En marge du déplacement du président de la République à Calais sur la situation migratoire le 16 janvier, un collectif de chasseurs de gibier d’eau a tenté de l’interpeller sur l’épineux dossier de la chasse des oies.

En théorie, d’ici la fin du mois de janvier, les chasseurs de gibier d’eau devront raccrocher leurs fusils au râtelier et remettre en parc leurs appelants. Mardi 16 janvier, à l’occasion du déplacement du président de la République à Calais pour évoquer la situation des migrants, un collectif d’associations de chasseurs de gibier d’eau a tenté d’attirer l’attention du chef de l’État sur une revendication de longue date : obtenir une prolongation de la chasse des oies durant le mois de février.

Après avoir essuyé un refus du ministre de la Transition écologique, Nicolas Hulot, les chasseurs espèrent désormais un geste fort de la part du président de la République. Crédit : DR

Un tour de chauffe

Après avoir essuyé un refus du ministre de la Transition écologique, Nicolas Hulot, les chasseurs espèrent désormais un geste fort de la part du président de la République. « Nous savons très bien que la décision de prolonger la chasse des oies est un choix politique, avance le calaisien Roger Catez, président de l’association de chasse maritime du Calaisis (ACMC). Forte de ses 1 100 adhérents et de ses 101 installations de chasse sur environ 1500 hectares, l’association est aux premières loges lors des épisodes de migration.

Au niveau national, les chasseurs revendiquent le fait de représenter une force de plus d’un million de pratiquants. Et certains d’entre eux en sont déjà à rêver d’une mobilisation comme celle de 1998, où 250 000 chasseurs avaient battu le pavé parisien, dans l’hypothèse où ils ne seraient pas entendus.

Parmi les associations représentées au sein de ce mouvement, on comptait la présence de l’Association des chasseurs côtiers du littoral (ACCL) Nord, les Amis huttiers de la Sensée, l’Association maritime des chasseurs de la baie de Canche (AMCBC), l’Amicale des huttiers de la vallée de la Sensée (AHVS), ou encore la Ligue des Sauvaginiers Français (LSF).
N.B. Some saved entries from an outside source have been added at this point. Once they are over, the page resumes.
PR #115, opened 2020-01-16
VEN-143 | Harbor mutations

a-rmz:
## Description :sparkles:
* Add mutation and tests for the `Harbor` resource.

## Issues :bug:
Partially closes VEN-143

## Testing :alembic:
To manually test the mutations, you can run the following queries on GraphiQL with the inputs provided. Just add valid IDs and you're ready to test. :rocket:

```graphql
query FetchHarbor($fetchId: ID!) {
  harbor(id: $fetchId) {
    id
    type
    geometry {
      type
      coordinates
    }
    bbox
    properties {
      name
      servicemapId
      streetAddress
      zipCode
      phone
      email
      wwwUrl
      imageLink
      municipality
      imageFile
      availabilityLevel {
        title
      }
      numberOfPlaces
      maximumWidth
      maximumLength
      maximumDepth
    }
  }
}

mutation CreateHarbor($createHarbor:CreateHarborMutationInput!) {
  createHarbor(input:$createHarbor) {
    harbor {
      id
      type
      geometry {
        type
        coordinates
      }
      bbox
      properties {
        name
        servicemapId
        streetAddress
        zipCode
        phone
        email
        wwwUrl
        imageLink
        municipality
        imageFile
        availabilityLevel {
          id
          title
        }
        numberOfPlaces
        maximumWidth
        maximumLength
        maximumDepth
      }
    }
  }
}

mutation DeleteHarbor($deleteId: DeleteHarborMutationInput!) {
	deleteHarbor(input: $deleteId) {
    __typename
  }  
}

mutation UpdateHarbor($updateHarbor: UpdateHarborMutationInput!) {
  updateHarbor(input: $updateHarbor) {
    harbor {
      id
      type
      geometry {
        type
        coordinates
      }
      bbox
      properties {
        name
        servicemapId
        streetAddress
        zipCode
        phone
        email
        wwwUrl
        imageLink
        municipality
        imageFile
        availabilityLevel {
          id
          title
        }
        numberOfPlaces
        maximumWidth
        maximumLength
        maximumDepth
      }
    }
  }
}
```

```json
{
  "fetchId": "",
  "deleteId": {
    "id": ""
  },
  "createHarbor": {
    "municipality": "helsinki",
    "imageFile": "https://foobar.com/image.png",
    "availabilityLevel": "1",
    "numberOfPlaces": 150,
    "maximumWidth": 350,
    "maximumLength": 400,
    "maximumDepth": 100,
    "name": "Foobarsatama",
    "streetAddress": "Foobarsatamantie 1234",
    "servicemapId": "1",
    "location": {
      "type": "Point",
      "coordinates": [125.6, 10.1]
    },
    "zipCode": "00119",
    "phone": "123123123",
    "email": "foo@bar.com",
    "wwwUrl": "https://foobar.com",
    "imageLink": "https://foobar.com/image.png"
  },
  "updateHarbor": {
    "id": "",
    "municipality": "espoo",
    "zipCode": "25251"
  }
}
```

### DIFF
--- a/berth_reservations/tests/utils.py
+++ b/berth_reservations/tests/utils.py
@@ -70,7 +70,14 @@ def assert_not_enough_permissions(executed):
 
 
 def assert_doesnt_exist(model, executed):
-    assert executed["errors"][0]["message"] == f"{model} matching query does not exist."
+    errors = str(executed["errors"])
+    assert f"{model} matching query does not exist" in errors
+
+
+def assert_field_duplicated(field_name, executed):
+    errors = str(executed["errors"])
+    assert field_name in errors
+    assert "already exists" in errors
 
 
 def assert_field_missing(field_name, executed):
--- a/resources/schema.py
+++ b/resources/schema.py
@@ -2,12 +2,14 @@ import graphene
 import graphql_geojson
 from django.db import transaction
 from django.db.models import Prefetch
+from django.utils.translation import get_language
 from graphene import relay
 from graphene_django.fields import DjangoConnectionField, DjangoListField
 from graphene_django.filter import DjangoFilterConnectionField
 from graphene_django.types import DjangoObjectType
 from graphql_jwt.decorators import login_required, superuser_required
 from graphql_relay import from_global_id
+from munigeo.models import Municipality
 
 from berth_reservations.exceptions import VenepaikkaGraphQLError
 
@@ -170,6 +172,16 @@ class WinterStorageAreaNode(graphql_geojson.GeoJSONType):
             return None
 
 
+class AbstractAreaInput:
+    servicemap_id = graphene.String()
+    zip_code = graphene.String()
+    phone = graphene.String()
+    email = graphene.String()
+    www_url = graphene.String()
+    location = graphql_geojson.Geometry()
+    image_link = graphene.String()
+
+
 class CreateBerthMutation(graphene.ClientIDMutation):
     class Input:
         number = graphene.String(required=True)
@@ -328,6 +340,54 @@ class DeleteBerthTypeMutation(graphene.ClientIDMutation):
         return DeleteBerthTypeMutation()
 
 
+class HarborInput(AbstractAreaInput):
+    municipality_id = graphene.String()
+    image_file = graphene.String()
+    availability_level_id = graphene.ID()
+    number_of_places = graphene.Int()
+    maximum_width = graphene.Int()
+    maximum_length = graphene.Int()
+    maximum_depth = graphene.Int()
+    name = graphene.String()
+    street_address = graphene.String()
+
+
+class CreateHarborMutation(graphene.ClientIDMutation):
+    class Input(HarborInput):
+        pass
+
+    harbor = graphene.Field(HarborNode)
+
+    @classmethod
+    @login_required
+    @superuser_required
+    @transaction.atomic
+    def mutate_and_get_payload(cls, root, info, **kwargs):
+        # TODO: Should check if the user has permissions to
+        # delete the specific resource
+        lang = get_language()
+
+        availability_level_id = kwargs.pop("availability_level_id", None)
+        if availability_level_id:
+            try:
+                kwargs["availability_level"] = AvailabilityLevel.objects.get(
+                    pk=availability_level_id
+                )
+            except AvailabilityLevel.DoesNotExist as e:
+                raise VenepaikkaGraphQLError(e)
+
+        municipality_id = kwargs.pop("municipality_id", None)
+        if municipality_id:
+            try:
+                kwargs["municipality"] = Municipality.objects.get(id=municipality_id)
+            except Municipality.DoesNotExist as e:
+                raise VenepaikkaGraphQLError(e)
+
+        harbor = Harbor.objects.language(lang).create(**kwargs)
+
+        return CreateHarborMutation(harbor=harbor)
+
+
 class Query:
     availability_levels = DjangoListField(AvailabilityLevelType)
     boat_types = DjangoListField(BoatTypeType)
@@ -452,3 +512,6 @@ class Mutation:
     create_berth_type = CreateBerthTypeMutation.Field()
     delete_berth_type = DeleteBerthTypeMutation.Field()
     update_berth_type = UpdateBerthTypeMutation.Field()
+
+    # Harbors
+    create_harbor = CreateHarborMutation.Field()
--- a/resources/schema.py
+++ b/resources/schema.py
@@ -388,6 +388,47 @@ class CreateHarborMutation(graphene.ClientIDMutation):
         return CreateHarborMutation(harbor=harbor)
 
 
+class UpdateHarborMutation(graphene.ClientIDMutation):
+    class Input(HarborInput):
+        id = graphene.ID(required=True)
+
+    harbor = graphene.Field(HarborNode)
+
+    @classmethod
+    @login_required
+    @superuser_required
+    @transaction.atomic
+    def mutate_and_get_payload(cls, root, info, **kwargs):
+        # TODO: Should check if the user has permissions to
+        # delete the specific resource
+        id = from_global_id(kwargs.pop("id"))[1]
+
+        lang = get_language()
+
+        try:
+            harbor = Harbor.objects.language(lang).get(pk=id)
+
+            availability_level_id = kwargs.pop("availability_level_id", None)
+            if availability_level_id:
+                kwargs["availability_level"] = AvailabilityLevel.objects.language(
+                    lang
+                ).get(pk=availability_level_id)
+
+            municipality_id = kwargs.pop("municipality_id", None)
+            if municipality_id:
+                kwargs["municipality"] = Municipality.objects.get(id=municipality_id)
+        except (
+            Harbor.DoesNotExist,
+            AvailabilityLevel.DoesNotExist,
+            Municipality.DoesNotExist,
+        ) as e:
+            raise VenepaikkaGraphQLError(e)
+
+        update_object(harbor, kwargs)
+
+        return UpdateHarborMutation(harbor=harbor)
+
+
 class DeleteHarborMutation(graphene.ClientIDMutation):
     class Input:
         id = graphene.ID(required=True)
@@ -539,3 +580,4 @@ class Mutation:
     # Harbors
     create_harbor = CreateHarborMutation.Field()
     delete_harbor = DeleteHarborMutation.Field()
+    update_harbor = UpdateHarborMutation.Field()
--- a/resources/schema.py
+++ b/resources/schema.py
@@ -388,6 +388,29 @@ class CreateHarborMutation(graphene.ClientIDMutation):
         return CreateHarborMutation(harbor=harbor)
 
 
+class DeleteHarborMutation(graphene.ClientIDMutation):
+    class Input:
+        id = graphene.ID(required=True)
+
+    @classmethod
+    @login_required
+    @superuser_required
+    @transaction.atomic
+    def mutate_and_get_payload(cls, root, info, **kwargs):
+        # TODO: Should check if the user has permissions to
+        # delete the specific resource
+        id = from_global_id(kwargs.get("id"))[1]
+
+        try:
+            harbor = Harbor.objects.get(pk=id)
+        except Harbor.DoesNotExist as e:
+            raise VenepaikkaGraphQLError(e)
+
+        harbor.delete()
+
+        return DeleteHarborMutation()
+
+
 class Query:
     availability_levels = DjangoListField(AvailabilityLevelType)
     boat_types = DjangoListField(BoatTypeType)
@@ -515,3 +538,4 @@ class Mutation:
 
     # Harbors
     create_harbor = CreateHarborMutation.Field()
+    delete_harbor = DeleteHarborMutation.Field()
--- a/.pre-commit-config.yaml
+++ b/.pre-commit-config.yaml
@@ -1,0 +1,18 @@
+default_language_version:
+    python: python3    
+repos:
+  - repo: https://github.com/psf/black
+    rev: 19.10b0
+    hooks:
+      - id: black
+  - repo: https://gitlab.com/pycqa/flake8
+    rev: 3.7.9
+    hooks:
+      - id: flake8
+        additional_dependencies: [flake8-bugbear]
+        exclude: "migrations"
+  - repo: https://github.com/timothycrosley/isort
+    rev: 4.3.21
+    hooks:
+      - id: isort
+        exclude: "migrations"
--- a/berth_reservations/tests/conftest.py
+++ b/berth_reservations/tests/conftest.py
@@ -1,6 +1,6 @@
 import pytest
 
-from .factories import UserFactory
+from .factories import MunicipalityFactory, UserFactory
 
 
 @pytest.fixture(autouse=True)
@@ -12,6 +12,7 @@ def autouse_django_db(db):
 def force_settings(settings):
     settings.MAILER_EMAIL_BACKEND = "django.core.mail.backends.locmem.EmailBackend"
     settings.DEFAULT_FROM_EMAIL = "noreply@foo.bar"
+    settings.LANGUAGE_CODE = "en"
 
 
 @pytest.fixture
@@ -35,3 +36,9 @@ def user(request):
 def superuser():
     user = UserFactory(is_superuser=True)
     return user
+
+
+@pytest.fixture
+def municipality():
+    municipality = MunicipalityFactory()
+    return municipality
--- a/berth_reservations/tests/factories.py
+++ b/berth_reservations/tests/factories.py
@@ -1,5 +1,6 @@
 import factory
 from django.contrib.auth import get_user_model
+from munigeo.models import Municipality
 
 
 class UserFactory(factory.django.DjangoModelFactory):
@@ -10,3 +11,11 @@ class UserFactory(factory.django.DjangoModelFactory):
 
     class Meta:
         model = get_user_model()
+
+
+class MunicipalityFactory(factory.django.DjangoModelFactory):
+    id = factory.Faker("word")
+    name = factory.Faker("city")
+
+    class Meta:
+        model = Municipality
--- a/requirements-dev.in
+++ b/requirements-dev.in
@@ -4,6 +4,7 @@ flake8
 freezegun
 ipython
 isort
+pre-commit
 pytest
 pytest-cov
 pytest-django
--- a/requirements-dev.txt
+++ b/requirements-dev.txt
@@ -5,30 +5,37 @@
 #    pip-compile requirements-dev.in
 #
 appdirs==1.4.3            # via black
+appnope==0.1.0            # via ipython
+aspy.yaml==1.3.0          # via pre-commit
 atomicwrites==1.3.0       # via pytest
 attrs==19.3.0             # via black, pytest
 autopep8==1.4.4
 backcall==0.1.0           # via ipython
 black==19.10b0
+cfgv==2.0.1               # via pre-commit
 click==7.0                # via black
 coverage==4.5.4           # via pytest-cov
 decorator==4.4.1          # via ipython, traitlets
 entrypoints==0.3          # via flake8
 flake8==3.7.9
 freezegun==0.3.12
-importlib-metadata==0.23  # via pluggy, pytest
+identify==1.4.10          # via pre-commit
+importlib-metadata==0.23  # via pluggy, pre-commit, pytest
+importlib-resources==1.0.2  # via pre-commit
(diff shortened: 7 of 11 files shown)


berth_reservations/tests/utils.py
```diff
@@ -84,3 +84,8 @@ def assert_invalid_enum(field_name, expected_value, executed):
     assert expected_value in errors
     assert field_name in errors
     assert f'Expected type "{expected_value}"' in errors
+
+
+def assert_model_doesnt_exist(model, executed):
```
igordavydsson: you already have the same util a few lines above 🤔

a-rmz: 🤦‍♀ 
TIL: naming is important.

resources/schema.py
```diff
@@ -170,6 +171,28 @@ def resolve_image_file(self, info, **kwargs):
...
+    servicemap_id = graphene.String()
+    zip_code = graphene.String()
+    phone = graphene.String()
+    email = graphene.String()
+    www_url = graphene.String()
+    location = graphql_geojson.Geometry()
+    image_link = graphene.String()
+
+    class Meta:
+        abstract = True
```
igordavydsson: I don't think you need tp specify that. Graphene does not check for this.

resources/schema.py
```diff
@@ -328,6 +351,138 @@ def mutate_and_get_payload(cls, root, info, **kwargs):
...
+class CreateHarborMutation(graphene.ClientIDMutation):
+    class Input:
+        area = HarborAreaInput(required=True)
+        municipality = graphene.String()
+        image_file = graphene.String()
+        availability_level = graphene.ID()
+        number_of_places = graphene.Int()
+        maximum_width = graphene.Int()
+        maximum_length = graphene.Int()
+        maximum_depth = graphene.Int()
```
igordavydsson: you can skip these, as they will be calculated automatically later, ref VEN-362 🙂

resources/schema.py
```diff
@@ -452,3 +607,8 @@ class Mutation:
     create_berth_type = CreateBerthTypeMutation.Field()
     delete_berth_type = DeleteBerthTypeMutation.Field()
     update_berth_type = UpdateBerthTypeMutation.Field()
+
+    # Berths
```
igordavydsson: `# Harbors`

resources/schema.py
a-rmz: Should we remove them right away or wait until 362 is developed? To ensure we have support them.

igordavydsson: well, if they work now in these mutations, then we can keep 'em I guess

a-rmz: They do work. Let's keep them then for now and I'll add a comment to the ticket to remind me to remove them.

resources/schema.py
```diff
@@ -170,6 +171,25 @@ def resolve_image_file(self, info, **kwargs):
...
+    servicemap_id = graphene.String()
+    zip_code = graphene.String()
+    phone = graphene.String()
+    email = graphene.String()
+    www_url = graphene.String()
+    location = graphql_geojson.Geometry()
+    image_link = graphene.String()
+
+
+class HarborAreaInput(AbstractAreaInput):
```
igordavydsson: you could probably rename it to `HarborInput` and have all the other fields added right here. so that eventually the mutation looks like this:
```
"createHarbor": {
    "municipality": "helsinki",
    "imageFile": "https://foobar.com/image.png",
    "availabilityLevel": "1",
    "numberOfPlaces": 150,
    "maximumWidth": 350,
    "maximumLength": 400,
    "maximumDepth": 100,
    "name": "Foobarsatama",
    "streetAddress": "Foobarsatamantie 1234",
    "servicemapId": "1",
    "location": {
      "type": "Point",
      "coordinates": [125.6, 10.1]
    },
    "zipCode": "00119",
    "phone": "123123123",
    "email": "foo@bar.com",
    "wwwUrl": "https://foobar.com",
    "imageLink": "https://foobar.com/image.png"
}
```

resources/schema.py
```diff
@@ -328,6 +348,62 @@ def mutate_and_get_payload(cls, root, info, **kwargs):
         return DeleteBerthTypeMutation()
 
 
+class CreateHarborMutation(graphene.ClientIDMutation):
+    class Input:
+        area = HarborAreaInput(required=True)
+        municipality = graphene.String()
+        image_file = graphene.String()
```
igordavydsson: uploading files through graphene is not that straightforward, we would need to use [this package](https://github.com/lmcgartland/graphene-file-upload) or some other that implements [this spec](https://github.com/jaydenseric/graphql-multipart-request-spec)

igordavydsson: if you'd like, you could skip it in this PR, and imeplement it later, we can create a ticket. would avoid extra complixity in this PR 🙂

resources/schema.py
```diff
@@ -328,6 +348,62 @@ def mutate_and_get_payload(cls, root, info, **kwargs):
...
+        # TODO: Should check if the user has permissions to
+        # delete the specific resource
+        lang = info.context.META.get("HTTP_ACCEPT_LANG", settings.LANGUAGE_CODE).split(
+            "-"
+        )[0]
+
+        area = kwargs.pop("area", {})
+
+        try:
+            availability_level = AvailabilityLevel.objects.language(lang).get(
```
igordavydsson: you should accommodate the case, when `kwargs.get("availability_level")` is `None`, since it's non-required. it should only fail if the mutations contains an ID for it, but an object cannot be found

resources/schema.py
```diff
@@ -328,6 +348,62 @@ def mutate_and_get_payload(cls, root, info, **kwargs):
...
+    harbor = graphene.Field(HarborNode)
+
+    @classmethod
+    @login_required
+    @superuser_required
+    @transaction.atomic
+    def mutate_and_get_payload(cls, root, info, **kwargs):
+        # TODO: Should check if the user has permissions to
+        # delete the specific resource
+        lang = info.context.META.get("HTTP_ACCEPT_LANG", settings.LANGUAGE_CODE).split(
```
igordavydsson: hm, trying to track down which of our package checks it where and how, maybe using just django's [`get_language()`](https://docs.djangoproject.com/en/3.0/_modules/django/utils/translation/#get_language) would work here? could use test it? I would like to somehow avoid `get`ting from `META` 😅

resources/schema.py
a-rmz: I tried about doing something like that, either composing or extending the `AbstractAreaInput` type, but couldn't find a way to do it (not as straightforward as it sounds). That's why I decided to keep `area` as a separate input that could be reusable.

I can dedicate some more time to see if there could be another way to achieve that behavior.

resources/schema.py
a-rmz: By doing it from `META`, we're getting the language coming from the request. If I get it right, `get_language` would only tell you the default language of the running Django. But I'll take a look as well.

resources/schema.py
a-rmz: Opened [VEN-405](https://helsinkisolutionoffice.atlassian.net/browse/VEN-405)

resources/schema.py
igordavydsson: yeah, I was thinking that since graphene can handle that request header, some package somewhere must be checking for it, and I was trying to figure out where it happens and how it does it. if they also do `META.get` then I guess there is no prettier way to do it, but maybe there is. 😅  I could not find where that check happens in graphene however, so I thought maybe it's just at the Django level and maybe `get_language` would work for this. maybe it doesn't, so this needs slightly more tinkering 🙂

resources/schema.py
igordavydsson: would this work? :
```python
class AbstractAreaInput(graphene.InputObjectType):
    servicemap_id = graphene.String()
    zip_code = graphene.String()
    phone = graphene.String()
    email = graphene.String()
    www_url = graphene.String()
    location = graphql_geojson.Geometry()
    image_link = graphene.String()


class HarborInput(AbstractAreaInput):
    availability_level = graphene.ID()
    number_of_places = graphene.Int()
    maximum_width = graphene.Int()
    maximum_length = graphene.Int()
    maximum_depth = graphene.Int()
    name = graphene.String()
    street_address = graphene.String()


class CreateHarborMutation(graphene.ClientIDMutation):
    class Input:
        harbor = HarborInput(required=True)
```

not exactly the way I initially planned, where all the fields are directly declared on the `Input`, but I just don't see any ontological reason to have some of the fields within the `area` field, and some directly on the `Harbor` object.

I used `AbstractArea` only to minimize the lines of code, as there were common fields between `WinterStorageArea` and `Harbor`, not because they have some `area` entity within them.

resources/schema.py
```diff
@@ -328,6 +348,140 @@ def mutate_and_get_payload(cls, root, info, **kwargs):
...
+            "-"
+        )[0]
+
+        area = kwargs.pop("area", {})
+
+        try:
+            availability_level_id = kwargs.pop("availability_level", None)
```
igordavydsson: ideally, this would be outside of the `try` block:
```python
availability_level_id = kwargs.pop("availability_level", None)
if availability_level_id:
    try:
        availability_level = AvailabilityLevel.objects.language(lang).get(
                    pk=availability_level_id
                )
        except AvailabilityLevel.DoesNotExist as e:
```
this way you might save avoid starting the routine, when it's not needed 🙂

resources/schema.py
charn: Django also has `get_language_from_request`

igordavydsson: 😍 probably that is what some package uses somewhere, which I could not find 👍

charn: That said, I made a view:

```python
def language_check(request, *args, **kwargs):
    print(get_language())
    print(get_language_from_request(request))
    return HttpResponse(status=200)
```

And both `get_language` and `get_language_from_request` seemed to be following the language information my browser was sending i.e. `get_language` should probably work in this case. Of course you also need to have `django.middleware.locale.LocaleMiddleware` middleware configured, which you do.

igordavydsson: but probably [`get_language`](https://github.com/django/django/blob/stable/2.2.x/django/utils/translation/trans_real.py#L231) would not catch the `HTTP_ACCEPT_LANG` header, while `get_language_from_request` seems to [do that](https://github.com/django/django/blob/stable/2.2.x/django/utils/translation/trans_real.py#L474)

charn: That is true. Though looks like `get_language` will return the active translation, which is changed by [LocaleMiddleware](https://github.com/django/django/blob/stable/2.2.x/django/middleware/locale.py#L18-L26). `LocaleMiddleware` itself is using `get_language_from_request` for extracting the language from the request.

igordavydsson: ah, true! so, `get_language` should work for our purposes 👍

resources/schema.py
a-rmz: I first thought about extending the `Input`:
```python
class CreateHarborMutation(graphene.ClientIDMutation):
    class Input(AbstractAreaInput):
        additional_fields = graphene.String()
```

But when you try to extend another `InputObjectType` from the `Input` class, it throws this error:

```
berth       | TypeError: Cannot create a consistent method resolution
berth       | order (MRO) for bases InputObjectType, Input
```

I didn't dig much into it tho. It might be doable overriding a couple of methods, but who knows. 🤷‍♂ 

--- 

Also, but doing something like
```python
class CreateHarborMutation(graphene.ClientIDMutation):
    class Input:
        harbor = HarborInput(required=True)
```
the input would have the shape:
```json
{
  "input": {
    "harbor": {
      "foo": "bar",
    }
}
```
so there would be an unnecessary additional `harbor` field, BUT it's doable.

a-rmz: You can ignore all of my previous blabbering. I found out why was it failing and how to properly do it. I'll update this on Monday with tons of changes.

berth_reservations/tests/utils.py
igordavydsson: somehow, this sneaked back in 😅

a-rmz: WHAT?

resources/schema.py
```diff
@@ -328,6 +340,52 @@ def mutate_and_get_payload(cls, root, info, **kwargs):
...
+    @classmethod
+    @login_required
+    @superuser_required
+    @transaction.atomic
+    def mutate_and_get_payload(cls, root, info, **kwargs):
+        # TODO: Should check if the user has permissions to
+        # delete the specific resource
+        lang = get_language()
+
+        availability_level_id = kwargs.pop("availability_level", None)
```
igordavydsson: actually, would it be okay to just pass `availability_level_id` to `Harbor.objects.language(lang).create(**params)`? would it not assign proper availability level or `null`, when it was not given? 🤔 would save us a few lines here.

igordavydsson: kinda like what you do for `municipality`

resources/schema.py
```diff
@@ -328,6 +340,52 @@ def mutate_and_get_payload(cls, root, info, **kwargs):
...
+
+        if availability_level_id:
+            try:
+                availability_level = AvailabilityLevel.objects.language(lang).get(
+                    pk=availability_level_id
+                )
+            except AvailabilityLevel.DoesNotExist as e:
+                raise VenepaikkaGraphQLError(e)
+
+        params = {**kwargs}
```
igordavydsson: why do you need to init a new dict? `kwargs` is dict already and if you `pop`ed the right things it should work ok 🙂

resources/schema.py
igordavydsson: Alright, looks very good the way it is now! 👍 🏅

resources/schema.py
a-rmz: The reason why I did it like that is to check if the AL exists when it's passed.

https://github.com/City-of-Helsinki/berth-reservations/pull/115/files#diff-09f1721fc193a5a442fee1cf24f5bd49R370
```python
            try:
                availability_level = AvailabilityLevel.objects.language(lang).get(
                    pk=availability_level_id
                )
            except AvailabilityLevel.DoesNotExist as e:
```

For `municipality` I'm assuming it will work bc the model comes from an external dependency (`munigeo`), but I could also check like that.

resources/schema.py
a-rmz: True 🤔 I was thinking to do it like that to keep the `kwargs` immutable, but if I'm popping then it doesn't matter that much.

resources/schema.py
igordavydsson: it does come from `munigeo`, but nothing guarantees that the database has populated data or that the user passed appropriate municipality identifier here 🤔 

I think `Harbor.objects.create(..., availability_level_id=<non-existend-id>, ...)` would raise an error (and no harbor will be created either), which would be an okay result for this case. Could you check this behaviour locally?

a-rmz: Sure, I'll confirm if it works. 👍

a-rmz: It returns the following error, so it works, maybe I'll wrap it on a `VenepaikkaGraphQLError`

```json
{
  "errors": [
    {
      "message": "insert or update on table \"resources_harbor\" violates foreign key constraint \"resources_harbor_availability_level_i_5d49f83c_fk_resources\"\nDETAIL:  Key (availability_level_id)=(110) is not present in table \"resources_availabilitylevel\".\n",
      "locations": [
        {
          "line": 59,
          "column": 3
        }
      ],
      "path": [
        "createHarbor"
      ]
    }
  ],
  "data": {
    "createHarbor": null
  }
}
```

igordavydsson: yeah, that is what we expected pretty much. hmmm, 🤔 but it would be `IntegrityError` and we would not be able to tell the frontend, which FK caused it. 🤔

a-rmz: I'm trying to figure out what actually comes out of it, and `.create()` doesn't raise an error, the error is raised until you try to access the `availability_level`

This:
```python
try:
  print("foo")
  print(availability_level_id)
  harbor = Harbor.objects.language(lang).create(**kwargs)
  print(harbor.avaliability_level)
  print("bar")
except Exception as e:
  print("bam")
  print("baz")
```

raises 
``` "'Harbor' object has no attribute 'avaliability_level'"```

So, if we want to have more control, we should check it in advance.

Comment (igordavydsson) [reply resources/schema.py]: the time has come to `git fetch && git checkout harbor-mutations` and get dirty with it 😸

Le mépris des arguments avancés

Pour le président de l’AMCBC et président de la commission « gibier d’eau » de la Fédération des chasseurs du Pas-de-Calais, Thierry Forestier, la demande des chasseurs se fonde sur plusieurs arguments : « On nous a demandé d’étayer notre demande par des études scientifiques. Aujourd’hui, nous avons les résultats de ces études et ils montrent que l’on peut sans soucis chasser les oies au mois de février. Nous avons investi dans des radars qui nous permettent de mieux connaître l’état des populations d’oiseaux et leurs déplacements. Nous avons aussi équipé des oiseaux de balises et aujourd’hui, on nous jette tout cela à la figure ».

Si les chasseurs français de migrateurs sont aussi en colère, « c’est parce qu’on continue de massacrer des oies, en les gazant, aux Pays-Bas, avec la bénédiction de l’Union européenne. Est-ce que cela est normal alors que nous demandons à pouvoir les chasser un peu plus longtemps chez nous ? », rapportent des membres du collectif.

Le collectif de chasseurs de migrateurs, qui se trouvait sur le parcours du président Macron, a été tenu à l’écart par les forces de l’ordre dans un parc municipal, non loin de l’Hôtel de ville où le chef de l’État devait rencontrer les élus locaux.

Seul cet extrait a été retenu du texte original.